■ WORK INSTRUCTIONS: Below are some records. Repeat exactly the lines from the one containing "- This supports" through the final line.

■ DATA FOR PROCESSING:

PR #9835, opened 2024-12-09
fix: afterChange hook should process before afterRead hook

gilko-dep:
### What?
- Makes the afterChange hook fire before the afterRead hook in create.ts

### Why?
- Logically, changes should be applied before read
- This supports processing data that depends on the create id and joining that data in afterRead ( without relationship )

### How?
- Moved the order

### DIFF
--- a/packages/payload/src/collections/operations/create.ts
+++ b/packages/payload/src/collections/operations/create.ts
@@ -283,42 +283,6 @@ export const createOperation = async <
     }
 
     // /////////////////////////////////////
-    // afterRead - Fields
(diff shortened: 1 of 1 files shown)


DanRibbens (commented):
We cannot change the order of these hooks as it would be a large breaking change for projects/plugins that expect the order to remain how it is.

I'm not sure I follow your reason on why you need it to change. I would open a new github discussion and further explain how the current hooks are limiting your use-case.

I'm going to close this PR since there is no way we can merge it.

■ EXERCISE SOLUTION:
- This supports processing data that depends on the create id and joining that data in afterRead ( without relationship )

### How?
- Moved the order

### DIFF
--- a/packages/payload/src/collections/operations/create.ts
+++ b/packages/payload/src/collections/operations/create.ts
@@ -283,42 +283,6 @@ export const createOperation = async <
     }
 
     // /////////////////////////////////////
-    // afterRead - Fields
(diff shortened: 1 of 1 files shown)


DanRibbens (commented):
We cannot change the order of these hooks as it would be a large breaking change for projects/plugins that expect the order to remain how it is.

I'm not sure I follow your reason on why you need it to change. I would open a new github discussion and further explain how the current hooks are limiting your use-case.

I'm going to close this PR since there is no way we can merge it.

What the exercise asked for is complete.